--- YOUR ASSIGNMENT ---
Look through the data that follows and work out how many lines contain the string "updates". Nothing but that number should be given.

--- SUPPLIED RECORDS ---
----

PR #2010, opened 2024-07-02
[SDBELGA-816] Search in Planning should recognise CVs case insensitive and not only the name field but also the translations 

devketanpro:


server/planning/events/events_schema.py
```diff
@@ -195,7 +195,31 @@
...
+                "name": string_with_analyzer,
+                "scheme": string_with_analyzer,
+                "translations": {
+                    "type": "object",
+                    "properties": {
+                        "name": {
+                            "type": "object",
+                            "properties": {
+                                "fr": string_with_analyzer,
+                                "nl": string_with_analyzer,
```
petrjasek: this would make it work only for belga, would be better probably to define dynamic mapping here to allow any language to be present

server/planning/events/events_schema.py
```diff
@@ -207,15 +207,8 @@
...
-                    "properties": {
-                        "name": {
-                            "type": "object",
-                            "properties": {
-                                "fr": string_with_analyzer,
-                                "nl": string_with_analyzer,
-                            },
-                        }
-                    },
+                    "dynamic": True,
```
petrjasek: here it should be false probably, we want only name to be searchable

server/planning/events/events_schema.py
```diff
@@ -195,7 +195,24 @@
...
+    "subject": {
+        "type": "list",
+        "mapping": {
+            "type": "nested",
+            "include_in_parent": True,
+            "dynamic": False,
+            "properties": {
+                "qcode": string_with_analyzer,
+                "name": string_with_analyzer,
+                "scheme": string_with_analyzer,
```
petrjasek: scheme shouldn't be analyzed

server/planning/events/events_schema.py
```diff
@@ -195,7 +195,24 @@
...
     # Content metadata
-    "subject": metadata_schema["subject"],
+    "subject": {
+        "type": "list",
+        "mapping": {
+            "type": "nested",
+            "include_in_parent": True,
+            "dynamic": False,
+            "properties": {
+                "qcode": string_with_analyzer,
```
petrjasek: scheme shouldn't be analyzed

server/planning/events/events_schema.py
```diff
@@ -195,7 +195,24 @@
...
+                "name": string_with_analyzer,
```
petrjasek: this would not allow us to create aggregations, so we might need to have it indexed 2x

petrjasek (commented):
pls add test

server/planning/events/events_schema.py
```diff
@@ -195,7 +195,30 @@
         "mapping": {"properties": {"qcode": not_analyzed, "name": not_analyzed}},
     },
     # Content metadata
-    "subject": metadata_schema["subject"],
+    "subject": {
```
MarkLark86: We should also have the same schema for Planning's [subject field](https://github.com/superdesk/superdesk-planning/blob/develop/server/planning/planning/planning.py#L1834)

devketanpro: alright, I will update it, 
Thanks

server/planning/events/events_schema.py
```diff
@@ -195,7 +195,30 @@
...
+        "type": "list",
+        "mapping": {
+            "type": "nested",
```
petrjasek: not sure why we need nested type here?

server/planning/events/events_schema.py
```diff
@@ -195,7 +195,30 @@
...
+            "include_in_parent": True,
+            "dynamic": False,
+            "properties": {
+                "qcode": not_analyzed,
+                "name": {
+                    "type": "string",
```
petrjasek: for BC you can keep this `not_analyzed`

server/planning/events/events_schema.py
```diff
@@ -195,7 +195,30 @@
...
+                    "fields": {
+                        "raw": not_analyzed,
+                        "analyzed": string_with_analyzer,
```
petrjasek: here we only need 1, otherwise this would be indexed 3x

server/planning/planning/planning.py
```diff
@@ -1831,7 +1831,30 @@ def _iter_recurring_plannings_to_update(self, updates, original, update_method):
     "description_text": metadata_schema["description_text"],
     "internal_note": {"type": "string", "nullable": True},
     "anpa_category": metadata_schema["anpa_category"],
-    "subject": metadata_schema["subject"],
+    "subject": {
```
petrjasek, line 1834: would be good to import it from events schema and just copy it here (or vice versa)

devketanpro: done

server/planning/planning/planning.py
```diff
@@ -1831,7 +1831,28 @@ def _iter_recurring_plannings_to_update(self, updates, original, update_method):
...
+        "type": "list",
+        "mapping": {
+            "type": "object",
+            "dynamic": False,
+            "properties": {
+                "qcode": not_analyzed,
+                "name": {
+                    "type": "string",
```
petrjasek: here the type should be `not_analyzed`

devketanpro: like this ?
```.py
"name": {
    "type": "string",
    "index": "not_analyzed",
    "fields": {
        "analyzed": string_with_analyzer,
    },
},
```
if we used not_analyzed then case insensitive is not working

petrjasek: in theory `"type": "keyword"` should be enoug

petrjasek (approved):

----

--- TASK SOLUTION ---
2